Теоретически есть еще один способ. Дело в том, что история не постоянно катит по вероятностной плоскости, когда, пихай ее не пихай, нипочем не спихнешь с наиболее вероятного пути. Встречаются время от времени участки, напоминающие как бы скользкий мостик, по которому жизнь проносится исключительно по инерции, в состоянии более или менее неустойчивого равновесия; дунь легонечко, и все повалится влево или вправо. Достаточно переменить исход двух-трех не слишком даже значимых случайностей — и переменится направление всего движения. Значит, можно не тащить против течения времени тяжеленный невод с миром к моменту сопряжения с мало-мальски удовлетворительным прошлым. Вместо этого можно вслепую, почти наугад запустить руки в ушедшие времена, предшествующие всем событиям, которые необходимо отменить или изменить, нащупать там какую-то вероятностную вилку и перещелкнуть стрелки общего развития так, чтобы к нынешнему моменту и следа не осталось от всего того, что искорежил своим воздействием противник. Получится, что он долго и старательно корежил то, чего не было и нет.

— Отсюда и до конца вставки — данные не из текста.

PR #608, opened 2026-07-17
fix: skip incident retrigger on transient dashboard API failure

okurz:
Motivation: A dashboard API error while checking already-scheduled
incident jobs was swallowed and treated as "no jobs", so incidents were
rescheduled on transient failures (seen as JSONDecodeError in job
7155840), wasting openQA capacity.

Design Choices: Make the dedup guard fail closed to match the aggregate
path. _get_scheduled_jobs raises a dedicated DashboardError on API
failure and always returns a list otherwise; is_scheduled_job catches it
and treats the incident as already scheduled, skipping it instead of
rescheduling on incomplete data. Signalling failure via an exception
avoids a tri-state None return that callers could misread.

Benefits: Transient dashboard outages no longer cause unnecessary
incident retriggers; submissions and aggregate paths now share the same
fail-closed default with a self-documenting error path.

Related issue: https://gitlab.suse.de/qa-maintenance/bot-ng/-/jobs/7155840

### DIFF
--- a/openqabot/types/submissions.py
+++ b/openqabot/types/submissions.py
@@ -11,6 +11,7 @@ from typing import TYPE_CHECKING, Any, NamedTuple
 import requests
 
 from openqabot.config import OBSOLETE_PARAMS, settings
+from openqabot.errors import DashboardError
 from openqabot.loader import gitea
 from openqabot.pc_helper import apply_pc_tools_image, apply_publiccloud_pint_image
 from openqabot.utils import retry3 as retried_requests
@@ -78,23 +79,31 @@ class Submissions(BaseConf):
 
     @staticmethod
     def _get_scheduled_jobs(sub_id: int, submission_type: str | None = None) -> list[dict[str, Any]]:
-        """Fetch scheduled jobs from the dashboard."""
+        """Fetch scheduled jobs from the dashboard, raising DashboardError on failure."""
         try:
             url = settings.dashboard_url("api", "incident_settings", sub_id)
             params = {"type": submission_type} if submission_type else {}
             res = retried_requests.get(url, headers=settings.dashboard_token_dict, params=params).json()
-            return res if isinstance(res, list) else []
-        except (requests.exceptions.RequestException, json.JSONDecodeError):
+        except (requests.exceptions.RequestException, json.JSONDecodeError) as e:
             log.exception("Dashboard API error: Could not retrieve scheduled jobs for submission %s", sub_id)
-            return []
+            raise DashboardError from e
+        return res if isinstance(res, list) else []
 
     @staticmethod
     def is_scheduled_job(ctx: SubContext, ver: str, submission_type: str | None = None) -> bool:
-        """Check if a job is already scheduled in the dashboard."""
+        """Check if a job is already scheduled in the dashboard.
+
+        If the dashboard API fails, treat the job as already scheduled so a
+        transient error does not trigger an unnecessary reschedule.
+        """
         if not (revs := ctx.sub.revisions_with_fallback(ctx.arch, ver)):
             return False
 
-        jobs = Submissions._get_scheduled_jobs(ctx.sub.id, submission_type)
+        try:
+            jobs = Submissions._get_scheduled_jobs(ctx.sub.id, submission_type)
+        except DashboardError:
+            return True
+
         return any(
             job["flavor"] == ctx.flavor
             and job["arch"] == ctx.arch
--- a/tests/test_submissions_handle.py
+++ b/tests/test_submissions_handle.py
@@ -4,10 +4,12 @@
 
 from __future__ import annotations
 
+import json
 import logging
 from typing import TYPE_CHECKING, Any
 
 import pytest
+import requests
 
 from openqabot.config import DEFAULT_SUBMISSION_TYPE
 from openqabot.errors import NoRepoFoundError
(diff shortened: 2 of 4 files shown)


mdoucha:
Could you extend the test case a bit to make sure that the bot will still correctly schedule any missing jobs in the next run after the dashboard failures? IOW, test that "dashboard error" will not result in incorrect "incident already scheduled" state.

okurz:
> Could you extend the test case a bit to make sure that the bot will still correctly schedule any missing jobs in the next run after the dashboard failures? IOW, test that "dashboard error" will not result in incorrect "incident already scheduled" state.

Because the bot is completely stateless between runs and does not cache the "already scheduled" status locally, a transient dashboard failure cannot permanently taint or block future runs. On the next run, the bot simply makes a fresh API call.
To explicitly safeguard this behavior, I have added a test case (`test_is_scheduled_job_recovers_after_error`) verifying that once the dashboard recovers and returns an empty list, `is_scheduled_job` correctly returns `False`, and the bot will proceed to schedule any missing jobs. Ok?

openqabot/types/submissions.py
```diff
@@ -78,23 +79,31 @@ def repo_osuse(chan: Repos) -> tuple[str, str, str] | tuple[str, str]:
...
             url = settings.dashboard_url("api", "incident_settings", sub_id)
             params = {"type": submission_type} if submission_type else {}
             res = retried_requests.get(url, headers=settings.dashboard_token_dict, params=params).json()
-            return res if isinstance(res, list) else []
-        except (requests.exceptions.RequestException, json.JSONDecodeError):
+        except (requests.exceptions.RequestException, json.JSONDecodeError) as e:
             log.exception("Dashboard API error: Could not retrieve scheduled jobs for submission %s", sub_id)
-            return []
+            raise DashboardError from e
+        return res if isinstance(res, list) else []
```
asmorodskyi, line 90: what else we can get here except list ? are we sure we want just ignore this cases ?

openqabot/types/submissions.py
```diff
@@ -78,23 +79,31 @@ def repo_osuse(chan: Repos) -> tuple[str, str, str] | tuple[str, str]:
...
+        On dashboard API failure assume the job is scheduled (fail closed) to
+        avoid unnecessary retriggers on transient errors.
+        """
         if not (revs := ctx.sub.revisions_with_fallback(ctx.arch, ver)):
             return False
 
-        jobs = Submissions._get_scheduled_jobs(ctx.sub.id, submission_type)
+        try:
+            jobs = Submissions._get_scheduled_jobs(ctx.sub.id, submission_type)
+        except DashboardError:
```
asmorodskyi, line 104: I know you would say that this is "pythonic" and maybe "best industry standard" but I honestly not understand this s better than not throwing exception and just do : 

```
if len(jobs) ==0:
   return True
```

would be happy to hear answer which does not include "best industry standards" and "pythonic"

asmorodskyi (changes requested):

openqabot/types/submissions.py
okurz: Haven't thought about it. This is just moved from former line 86

openqabot/types/submissions.py
okurz: I honestly wrote the code this way anticipating your review comment questioning the I change the return type to `list[dict[str, Any]] | None` :D

asmorodskyi (approved):

tests/test_submissions_handle.py
```diff
@@ -133,14 +135,37 @@ def test_handle_submission_with_ci_url(mocker: MockerFixture) -> None:
...
+def test_is_scheduled_job_non_list_response(mocker: MockerFixture) -> None:
+    sub = MockSubmission(rev_fallback_value=42)
     sub.id = 1
     mocker.patch("openqabot.types.submissions.retried_requests.get").return_value.json.return_value = {"error": "foo"}
     ctx = SubContext(sub, "arch", "flavor", {})
     assert not Submissions.is_scheduled_job(ctx, "ver")
 
 
+@pytest.mark.parametrize("failure", ["json", "request"])
+def test_is_scheduled_job_api_error_fails_closed(mocker: MockerFixture, failure: str) -> None:
```
Martchus: This function name is not easily comprehensible. Maybe it makes sense to add an explanatory comment if it isn't easy to come up with a simple function name for this test. Please be less cryptic than in the other comment you have already added.

tests/test_submissions_handle.py
```diff
@@ -133,14 +135,37 @@ def test_handle_submission_with_ci_url(mocker: MockerFixture) -> None:
...
+    if failure == "json":
+        get.return_value.json.side_effect = json.JSONDecodeError("msg", "doc", 0)
+    else:
+        get.side_effect = requests.exceptions.RequestException("boom")
+    ctx = SubContext(sub, "arch", "flavor", {})
+    assert Submissions.is_scheduled_job(ctx, "ver")
+
+
+def test_is_scheduled_job_recovers_after_error(mocker: MockerFixture) -> None:
+    # A dashboard error fails closed but leaves no state, so once the dashboard
```
Martchus: I wonder what it means for an *error* to fail. I also wonder what it means to fail "closed".

openqabot/types/submissions.py
```diff
@@ -78,23 +79,31 @@ def repo_osuse(chan: Repos) -> tuple[str, str, str] | tuple[str, str]:
...
-            return []
+            raise DashboardError from e
+        return res if isinstance(res, list) else []
 
     @staticmethod
     def is_scheduled_job(ctx: SubContext, ver: str, submission_type: str | None = None) -> bool:
-        """Check if a job is already scheduled in the dashboard."""
+        """Check if a job is already scheduled in the dashboard.
+
+        On dashboard API failure assume the job is scheduled (fail closed) to
```
Martchus: How can "is scheduled" mean or be explained by "fail closed"? What does "fail closed" even mean on its own? It sounds like "assume the job has failed in the state closed" but that doesn't make any sense as "closed" is not a job state.

Martchus (changes requested):

openqabot/types/submissions.py
okurz: Reworded the docstring to plain language: "If the dashboard API fails, treat the job as already scheduled so a transient error does not trigger an unnecessary reschedule." Done.

tests/test_submissions_handle.py
okurz: "fail-closed" means on failure it prevents anything coming through, e.g. like a safety valve or a fire safety door that closes when it looses power. I guess this is a bit too different engineering jargon. Reworded.

tests/test_submissions_handle.py
okurz: Renamed to `test_is_scheduled_job_treats_api_error_as_scheduled` and added a comment.

okurz:
@Martchus please re-review. your suggestions have been attended

Martchus (approved):

PR #11, opened 2023-12-05
User crud UN-140

PThorpe92:
Tests are included for the controller 

TODO: add pagination and sorting for Index, look into middleware

### DIFF
--- a/app/Http/Controllers/v1/UserController.php
+++ b/app/Http/Controllers/v1/UserController.php
@@ -1,12 +1,12 @@
 <?php
 
-namespace App\Http\v1\Controllers;
+namespace App\Http\Controllers\v1;
 
 use App\Http\Requests\StoreUserRequest;
 use App\Http\Resources\NewUserResource;
 use App\Http\Resources\UserResource;
 use App\Http\Controllers\Controller;
-use Illuminate\Http\Request;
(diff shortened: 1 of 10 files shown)


app/Http/Controllers/v1/UserController.php
chrissantillan, line 1: @PThorpe92 should this file be in `app/Http/Controllers/**Api**/v1`?

PThorpe92: Yeah this is something we need to figure out:

The route itself would actually be `api/v1` either way if you define it in the `routes/api.php`

If you look into the controller, you'll see it has pre-generated methods (commented out) that return views, this confused me, and kind of seems to blend the two. I guess we need to determine if we are going to separate everything.

chrissantillan: Yeah. Was just wondering if we were keeping the same directory structure from Starfish in v2, where API controllers are kept in `Api/V1` and regular controllers (?) are kept in the parent Controllers dir.

chrissantillan (approved):
Approved. Going forward, team will need to agree upon directory structure for Controllers (front end view-based and back end API based)

nokierae (approved):

PR #19, opened 2023-12-07
feat: remove forgot pwd, change login to username, impl Auth flow

PThorpe92:
Login is now done with Username and there is no more `forgot password`
image

Changed Auth controller to instead set Temp password, and trigger `password_reset`

Login flow needs to be interrupted to check for `password_reset` in order to prompt user to set a new password. Probably going to just re-use UI for signing up?


chrissantillan (approved):
Request approved.

PR #29, opened 2023-12-13
feat: add ProviderPlaform CRUD functionality UN-183

chrissantillan:


app/Http/Controllers/v1/ProviderPlatformController.php
```diff
@@ -0,0 +1,96 @@
...
+    {
+        $providerPlatforms = ProviderPlatform::paginate(10);
+
+        return PaginateResource::make($providerPlatforms, ProviderPlatformResource::class);
+    }
+
+    /**
+     * Show the form for creating a new resource.
+     */
+    public function create()
```
PThorpe92, line 27: I know these are generated but I believe I removed them from the User one after our meeting as they aren't following the separation of concerns we outlined. not a big deal but they can be removed

app/Http/Requests/UpdateProviderPlatformRequest.php
```diff
@@ -0,0 +1,37 @@
...
+     *
+     * @return array<string, \Illuminate\Contracts\Validation\ValidationRule|array<mixed>|string>
+     */
+    public function rules(): array
+    {
+        return [
+            'name' => 'required|string|max:255',
+            'type' => [Rule::enum(ProviderPlatformType::class)],
+            'description' => 'nullable|string|max:255',
+            'icon_url' => 'required|url:http,https',
```
PThorpe92, line 32: For an Update on the provider platform request, I believe we should treat these as PATCH requests.

Since it requires an ID pulled from the uri to make the request in the first place(plus eventually `authorize`), I think we should make every field nullable, so the frontend can only send a JSON object with the 1-2 fields they wish to update, which will come from the Form. It will avoiding having to fetch or include unnecessary info in the request

PThorpe92 (approved):

PR #34, opened 2023-12-15
feat: add oxlint linting system for frontend code to githook and add github action

PThorpe92:
Currently we have `Prettier` running as a formatter but as the front end code grows, we will need something like `eslint` which is well known for being slow and __not__ written in Rust.  So the clear option is `oxlint` which is neither

### DIFF
--- a/.github/cliff.toml
+++ b/.github/cliff.toml
@@ -17,6 +17,7 @@ body = """
         #### {{ group | upper_first }}
         {% for commit in commits %}
             - {{ commit.message | upper_first }}\
+            Author: {{ commit.author.name }}
         {% endfor %}
     {% endfor %}\
 {% endfor %}\n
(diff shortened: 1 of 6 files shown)


nokierae:
This PR has oxlint run In the pre-commit hook, but I don't see it added as a dev dependency in the package.json file. It also looks like you've kept prettier as a dependency and the prettier ignore file. Do we still need those?

Otherwise looks great!

PThorpe92:
Good catch! This does need to be added as a dependency to the package.json file, 

It sounds unclear in my comment, but this is added in place of something like `eslint` for semantic and syntactic errors, and actually doesn't provide formatting like prettier, so we will be continuing to use prettier for formatting.

nokierae (approved):

PR #36, opened 2023-12-17
Base authenticated layout

nokierae:


.husky/check_unstaged.py
```diff
@@ -4,12 +4,12 @@
 
 
 def print_red(text):
-    return f"\033[91m{text}\033[0m"
+    return "\033[91m{}\033[0m".format(text)
```
PThorpe92, line 7: you dislike python `f`strings?

PThorpe92 (approved):

.husky/check_unstaged.py
nokierae: I love them! I was just making the script work in both python2 and 3.

PThorpe92: ahhhhh that makes sense lol

PR #46, opened 2024-01-03
feat: add Enrollments model and migration

coledykstra:


database/migrations/2024_01_03_145604_create_enrollments_table.php
```diff
@@ -0,0 +1,45 @@
...
+            $table->unsignedBigInteger('user_id');
+            $table->unsignedBigInteger('course_id');
+            $table->string('provider_id')->nullable();
+            $table->enum('enrollment_state', ['active', 'inactive', 'completed', 'deleted']);
+            $table->json('links');
+            $table->timestamp('provider_start_at')->nullable();
+            $table->timestamp('provider_end_at')->nullable();
+            $table->timestamps();
+
+            $table->primary('id');
```
nokierae, line 27: Id is automatically marked primary, so this line is causing issues and you can remove it.

database/migrations/2024_01_03_145604_create_enrollments_table.php
```diff
@@ -0,0 +1,45 @@
...
+    /**
+     * Run the migrations.
+     *
+     * @return void
+     */
+    public function up()
+    {
+        Schema::create('enrollments', function (Blueprint $table) {
+            $table->id();
+            $table->unsignedBigInteger('user_id');
```
nokierae, line 18: Instead of modifying the table on line 31, this line can just be `$table->foreignId('user_id')`. Laravel uses convention to know that it is referencing the user table and id field.

coledykstra:
I fixed these things but i don't understand whats happening

database/migrations/2024_01_03_145604_create_enrollments_table.php
```diff
@@ -0,0 +1,45 @@
...
+            $table->unsignedBigInteger('course_id');
```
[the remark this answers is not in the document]
chrissantillan: I second Nokie's comments re: Laravel's auto referencing convention

database/migrations/2024_01_03_145604_create_enrollments_table.php
```diff
@@ -0,0 +1,43 @@
...
+{
+    /**
+     * Run the migrations.
+     *
+     * @return void
+     */
+    public function up()
+    {
+        Schema::create('enrollments', function (Blueprint $table) {
+            $table->primary('id');
```
nokierae, line 17: This can just be `$table->id();` which should fix the issue we are seeing in the build.

nokierae:
The conventional commits check is failing because it should be 'fix:' and not 'bug:'. I have linked the docs for how to change commit messages below. There is some complexity, so feel free to reach out to me and or preston if you get stuck.

https://docs.github.com/en/pull-requests/committing-changes-to-your-project/creating-and-editing-commits/changing-a-commit-message

PR #49, opened 2024-01-04
feat: User management

nokierae:
This isn't 100% complete with every feature and still needs some refactoring, but I need to push my updates to the UI so that Carolina has access to them. This also includes a couple of backend fixes.


PThorpe92 (approved):
LGTM :+1:

PR #51, opened 2024-01-10
Base oauth configuration, add canvas service and ProviderUserMapping and Endpoint

PThorpe92:


app/Http/Controllers/v1/ProviderLoginController.php
```diff
@@ -0,0 +1,126 @@
...
+
+        $logins = $query->paginate($perPage);
+
+        return ProviderUserMappingResource::collection($logins);
+    }
+
+    /**
+     * Create a new login to a given provider for a given User.
+     */
+    public function create(CreateProviderUserMappingRequest $request)
```
PThorpe92, line 48: oops, this wasn't completed yet. still working on it

app/Models/ProviderUserMapping.php
```diff
@@ -0,0 +1,29 @@
...
+class ProviderUserMapping extends Model
+{
+    use HasFactory;
+
+    protected $fillable = [
+        'user_id',
+        'provider_platform_id',
+        'external_user_id',
+        'external_username', // if the user has a field in the external platform that is different from 'username'
+        'authentication_provider_id',
```
nokierae, line 17: This might need to go on the provider platform or might not be needed at all.

PThorpe92: Yeah this will depend on whether it is possible that a 'login' for a user from our platform would ever have a login assigned to anything but our oidc server. If this exists on the Provider Platform model, then I think it would need to be nullable. 

Hard to tell at this point what unique info we may need about a user related to a provider login elsewhere

PThorpe92:
closing this in favor of #57

PR #53, opened 2024-01-16
Pulls and renders categories in left menu

calisio:
Adds new feature that pulls categories from the database and renders these categories and its links in the left menu.

### DIFF
--- a/resources/js/Components/LeftMenu.tsx
+++ b/resources/js/Components/LeftMenu.tsx
@@ -1,48 +1,69 @@
+import axios from "axios";
 import Brand from "./Brand";
 import {
     HomeIcon,
     ArchiveBoxIcon,
     BookOpenIcon,
 } from "@heroicons/react/24/solid";
+import useSWR from "swr";
 
 interface CategoryParameters {
     categoryName: string;
     linksArray: Array<LinksArrayParameters>;
+    rank: number;
 }
-// had to add undefined to this, but not sure if that is not allowed
 interface LinksArrayParameters {
-    [linkName: string]: string | undefined;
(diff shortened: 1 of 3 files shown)


nokierae:
Thanks @calisio ! I'll leave some feedback later this afternoon.

PThorpe92 (approved):

nokierae:
Update: I ran out of time tonight, so I'll have to leave feedback tomorrow.

resources/js/Components/LeftMenu.tsx
```diff
@@ -1,11 +1,70 @@
+import axios from "axios";
 import Brand from "./Brand";
 import {
     HomeIcon,
     ArchiveBoxIcon,
     BookOpenIcon,
 } from "@heroicons/react/24/solid";
+import useSWR from "swr";
+
+interface CategoryParameters {
```
nokierae, line 10: I would move these types to the resources/js/common.ts file and rename them to just Category and CategoryLink.

resources/js/Components/LeftMenu.tsx
```diff
@@ -1,11 +1,70 @@
...
+                    {categoryName}
+                </summary>
+                <ul>{linksList}</ul>
+            </details>
+        </li>
+    );
+}
+
+function getCategoryItems() {
+    const { data, error, isLoading } = useSWR("/api/v1/categories", (url) =>
```
nokierae, line 42: Technically, all hooks need to be in the body of the component and shouldn't be placed in functions. I would moev useSWR into the LeftMenu component and pass the data into this function.

PR #56, opened 2024-01-18
feat: add enrollments crud api

coledykstra:


nokierae:
I've reviewed, but I'd love a second pair of eyes on it @PThorpe92

app/Http/Controllers/v1/CategoryController.php
```diff
@@ -30,7 +29,7 @@ public function index()
 
         $query->orderBy($sortBy, $sortOrder);
 
-        $categories = $query->paginate($perPage);
+        $categories = $query->get();
```
PThorpe92, line 32: What is the reason we are getting rid of pagination here?

app/Http/Controllers/v1/EnrollmentController.php
```diff
@@ -0,0 +1,85 @@
...
+        return new EnrollmentResource($Enrollment);
+    }
+
+    public function store(StoreEnrollmentRequest $request)
+    {
+        $validated = $request->validated();
+
+        $Enrollment = Enrollment::create($validated->all());
+
+        return EnrollmentResource::collection($Enrollment);
```
PThorpe92, line 55: Why are we returning a collection here? is this expecting creating/many enrollments at once?

app/Http/Controllers/v1/CategoryController.php
coledykstra: Nokie suggested that we will have never enough categories to paginate.

app/Http/Controllers/v1/EnrollmentController.php
coledykstra: Thats how I did it in category, so i did the same thing for enrollments. I do not know if we will return many at once or not.

app/Http/Controllers/v1/CategoryController.php
PThorpe92: makes sense :+1:

app/Http/Controllers/v1/EnrollmentController.php
PThorpe92: as stated in slack, it's likely that the return json won't be used, and the frontend/consumer will simply be looking for a 201/created. i think worst case all it's doing is makes the front end have to index an additional field on the response. I'm fine with leaving it. this can be merged :+1:

PThorpe92 (approved):

PR #57, opened 2024-01-18
OIDC support #UN-219

PThorpe92:
This PR handles the integration of OAuth2 using laravel's Passport library, as well as an additional library https://github.com/jeremy379/laravel-openid-connect to handle the OIDC id_token layer on top.


app/Services/CanvasServices.php
```diff
@@ -63,7 +63,7 @@ public function __construct(int $providerId, int $accountId, string $apiKey, str
         $this->account_id = $accountId;
         $this->access_key = $apiKey;
         $this->base_url = $url;
-        $this->client = $this->getClient();
+        $this->client = new Client();
```
chrissantillan, line 66: Here is my solution to the Bearer token problem. In the GuzzleHttp docs it says when creating a new Client you can add a base_uri and any other request options. So here it is: 

`$this->client = new Client([
            'base_uri' => $this->api_url,
            'headers' => [
                'Authorization' => 'Bearer '.$this->access_key
            ]
        ]);`

Additionally the base_uri will prefix any relative URIs given as the first parameter in any request. See https://docs.guzzlephp.org/en/stable/quickstart.html

PThorpe92: i think since now all the methods have to do is outline the `url` string and the `body`, it should be fine. if we were having to include the headers in every request in every method than we would def want to figure out how to not duplicate code. also it is strange that it didn't work previously using that same method

chrissantillan (approved):

PR #65, opened 2024-01-24
auth working, providerusermapping controller, migration, fixed canvas services, dependency, etc etc

PThorpe92:


app/Models/ProviderUserMapping.php
```diff
@@ -0,0 +1,29 @@
...
+class ProviderUserMapping extends Model
+{
+    use HasFactory;
+
+    protected $fillable = [
+        'user_id',
+        'provider_platform_id',
+        'external_user_id',
+        'external_username', // if the user has a field in the external platform that is different from 'username'
+        'authentication_provider_id',
```
nokierae, line 17: What is the field supposed to be and why do we need it? In the factory its a number, in the migration it is a string, and in a test it is "openid_connect".

app/Models/ProviderPlatform.php
```diff
@@ -21,6 +21,7 @@ class ProviderPlatform extends Model
         'access_key',
         'base_url',
         'state',
+        'auth_provider_id',
```
nokierae, line 24: Should this be an 'external_' value?

tmp/private.key
```diff
@@ -0,0 +1,28 @@
+-----BEGIN PRIVATE KEY-----
```
nokierae, line 1: What are these tmp keys used for?

nokierae:
Yesterday it looked like there were some updates to the .env.example file and some instructions we probably needed to add to the README. Something to do with Passport I think. Do we still need those?

PThorpe92:
> Yesterday it looked like there were some updates to the .env.example file and some instructions we probably needed to add to the README. Something to do with Passport I think. Do we still need those?

Yes, good call some documentation around that will be needed for the readme

app/Models/ProviderUserMapping.php
PThorpe92: This is supposed to be the type of auth we are using with the provider, currently it defaults to openid_connect, but in the future it might be SAML or OAuth2. I'm going to make a new Enum for this, and we can enforce it like that, if that makes sense to you

nokierae: Just making a note that we talked about making this field 'authentication_provider_status'.

nokierae (approved):

PR #854, opened 2025-04-30
fix: fix dropdown display names for timezones

CK-7vn:
## Description of the change

Fixes how timezones are being displayed, and adds an optional dispalyNames parameter to the DropdownInput for future enum display issues. 

- **Related issues**: https://app.asana.com/1/1201607307149189/project/1209460078641109/task/1210072188481737?focus=true

## Screenshot(s)
image

### DIFF
--- a/frontend/src/Components/modals/index.ts
+++ b/frontend/src/Components/modals/index.ts
@@ -49,6 +49,7 @@ export interface Input {
     interfaceRef: string;
     required: boolean;
     enumType?: Record<string, string>;
+    displayNames?: Record<string, string>;
     length?: number;
     pattern?: Pattern;
     validate?:
--- a/frontend/src/Components/modals/index.ts
+++ b/frontend/src/Components/modals/index.ts
@@ -49,7 +49,6 @@ export interface Input {
     interfaceRef: string;
     required: boolean;
     enumType?: Record<string, string>;
-    displayNames?: Record<string, string>;
     length?: number;
     pattern?: Pattern;
     validate?:
--- a/frontend/src/Components/inputs/DropdownInput.tsx
+++ b/frontend/src/Components/inputs/DropdownInput.tsx
@@ -36,7 +36,7 @@ export function DropdownInput({
             >
                 {Object.entries(enumType).map(([key, value]) => (
                     <option key={key} value={value}>
-                        {value}
+                        {key}
                     </option>
                 ))}
             </select>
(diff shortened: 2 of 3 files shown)


calisio (commented):
Okay, this is definitely not what you are going to want to hear 😂 
@carddev81 and I were actually talking about this when he was creating some dropdowns and we noticed that dropdown doesn't even use the key anywhere in the component, when it probably should? 
I think to fix this issue (and probably some other issues), we should probably refactor dropdown and everywhere where it is used to have the key be the display name, and then have the value be the value submitted to the backend (I think... it might be the opposite but brain is working slow at the moment...). I think this would solve this issue so that way we could just have the key be "Chicago" and then the value be "America/Chicago". Thoughts?

CK-7vn:
> Okay, this is definitely not what you are going to want to hear 😂 @carddev81 and I were actually talking about this when he was creating some dropdowns and we noticed that dropdown doesn't even use the key anywhere in the component, when it probably should? I think to fix this issue (and probably some other issues), we should probably refactor dropdown and everywhere where it is used to have the key be the display name, and then have the value be the value submitted to the backend (I think... it might be the opposite but brain is working slow at the moment...). I think this would solve this issue so that way we could just have the key be "Chicago" and then the value be "America/Chicago". Thoughts?

I mean, we can do that, but whether we use the key or the value, there will still be issues with what's being displayed...unless i'm missing something...like...if we have     'america/los_angeles' = 'America/Los_Angeles', it's still going to display America/Los_angeles, unless i'm totally off base on something? no?

frontend/src/Components/modals/index.ts
```diff
@@ -87,6 +88,15 @@ export interface TargetItem<T> {
 }
 
 export { FormModal } from './FormModal';
+const getTimezoneDisplayName = (tz: string) => {
+    const parts = tz.split('/');
```
PThorpe92, line 92: I think it prob makes more sense to show them regular timezones
```ts
const timezones = {
"EST": "America/New_York",
"CST": "America/Chicago",
"PST": "America/Los_Angeles",
}
```
then display the keys and use the values

CK-7vn:
image

frontend/src/Components/modals/index.ts
```diff
@@ -49,6 +49,7 @@ export interface Input {
     interfaceRef: string;
     required: boolean;
     enumType?: Record<string, string>;
+    displayNames?: Record<string, string>;
```
calisio, line 52: i dont think we need this anymore?

calisio (approved):
just remove the line in index.ts for input, and I just want to double check that you made sure all of the other places `DropdownInput.tsx` was used is not altered by this. Add class looks a little different since they are all uppercase now (but honestly I feel like its fine). Just want to make sure I don't miss anywhere else where this is used- I don't think it is many other places.
Screenshot 2025-05-02 at 11 33 50 AM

Этот головоломный трюк чудовищно опасен. Прежде всего потому, что изменению, причем одному-единственному для данной вилки возможному, подвергнется весь мир. Избирательность воздействия и тщательность дополнительной корректировки будут стремиться к нулю. После того как стрелки на рельсах щелкнут, мир снова начнет развиваться по своим собственным законам, и подправлять развитие в тех или иных ограниченных областях, чтобы точнее добиваться поставленных целей, окажется невозможно. Просто лавина покатится несколько в ином направлении, нежели в первый раз. Да, говорил себе Симагин, новое направление кажется тебе сейчас лучшим, чем прежнее, и по основным параметрам, таким, например, как жив там Антон или нет, ты способен его с достаточной степенью точности оценить — но только по основным параметрам; какие сюрпризы помимо этого поджидают на новом пути, выяснится только тогда, когда путь будет пройден. Сам оставаясь здесь, в этом дне и в этом мгновении, ты получишь трансформированный мир, докатившийся именно до этого дня и этого мгновения, а каков он окажется, от тебя уже не будет зависеть, ты — стрелочник. Но ты в то же время — и причина этого мира; а потому все, что в этом мире будет тебе не нравиться, будет вызывать в тебе неприязнь, отвращение, боль — ляжет на твою, и только на твою, совесть.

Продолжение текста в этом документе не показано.